The Department of Mathematics and Statistics has experts working across diverse areas of probability and statistics.

  • The department’s statistical expertise spans the field’s theoretical, computational, and applied aspects. A sampling of specialties includes computational methods for big data, Bayesian inference, high-dimensional statistics, causal inference, and inference for discrete structures such as networks, statistical and machine learning among many others.
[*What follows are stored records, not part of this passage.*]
PR #740, opened 2023-06-21
Show own outputs on PSBT signing window

### LINKED ISSUE #732: Sign PSBT: Can't verify change output

### Current behaviour

When I load a PSBT from file to sign it, the dialog that appears looks like this:

Screenshot from 2023-05-19 10-02-22

There's no way for me to know that the second output belongs to me (it does). Without knowing this I'd feel really uncomfortable signing the PSBT.

### Expected behaviour

The change output should be marked as belonging to me.

### Steps to reproduce

Open a PSBT file that has one output for the payee (not yours) and one output to you (as change)

### Relevant log output

_No response_

Pre-built binaries

25.0rc2

Debian 11

### Machine specifications

_No response_

hernanmarino:
This fixes https://github.com/bitcoin-core/gui/issues/732 .
It allows you to identify your own addresses in the outputs of a transaction in the PSBT signing window. This enables easy identification of change outputs, and prevents certain attacks where someone (co-signers of a multisig, or others ) might trick you into signing a transaction while they are stealing the change, since prior to this modification there was no easy way of knowing this.

The identification of the output is similar to the way this is done in the transaction details window. 

A sample output is :

image

### DIFF
--- a/src/qt/psbtoperationsdialog.cpp
+++ b/src/qt/psbtoperationsdialog.cpp
@@ -182,6 +182,8 @@ std::string PSBTOperationsDialog::renderTransaction(const PartiallySignedTransac
         tx_description.append(tr(" * Sends %1 to %2")
             .arg(BitcoinUnits::formatWithUnit(BitcoinUnit::BTC, out.nValue))
             .arg(QString::fromStdString(EncodeDestination(address))));
+        // Check if the address is one of ours
+        if (m_wallet_model != nullptr && m_wallet_model->wallet().txoutIsMine(out)) tx_description.append(" (" + tr("own address") + ")");
         tx_description.append("<br>");
     }
 


pablomartin4btc (commented):
Tested ACK on signet, both, @kallerosenbaum's use case (where you have a watch-only wallet "online" and you sign the tx "offline", then you will need to broadcast it ofc) and a multisig wallet case mentioned by @hernanmarino in the description of this PR, work as expected.
Perhaps it would be more noticeable if the colour of the added text "(own address)" is changed?
Also, I couldn't find any test using `txoutIsMine()`, although there are for `IsMine()`.

edit: forgot to mention, for the multisig wallet use case, one should create it with the own private key and the public key/ s from the other signers, so when we select it and check the PBST it will be shown the "own address" text in the tx window.

bitcoinfinancier (approved):

jarolrod (commented):
ACK 4da243ba023f2987e97fc62886c6ebc70d6ee50a

Tested for functionality, and confirmed new translation added here shows up when building translations.

achow101:
ACK 4da243ba023f2987e97fc62886c6ebc70d6ee50a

Various faculty apply statistics in neuroscience, bioinformatics, finance, and many other disciplines. 
  • The department’s probability expertise spans the field’s theoretical, computational, and applied aspects. Specialties include stochastic processes, stochastic analysis, limit theorems, Malliavin calculus, random matrix theory, non-commutative probability, computational probability, multiscale methods like averaging and homogenization, large deviations, metastability and stochastic partial differential equations.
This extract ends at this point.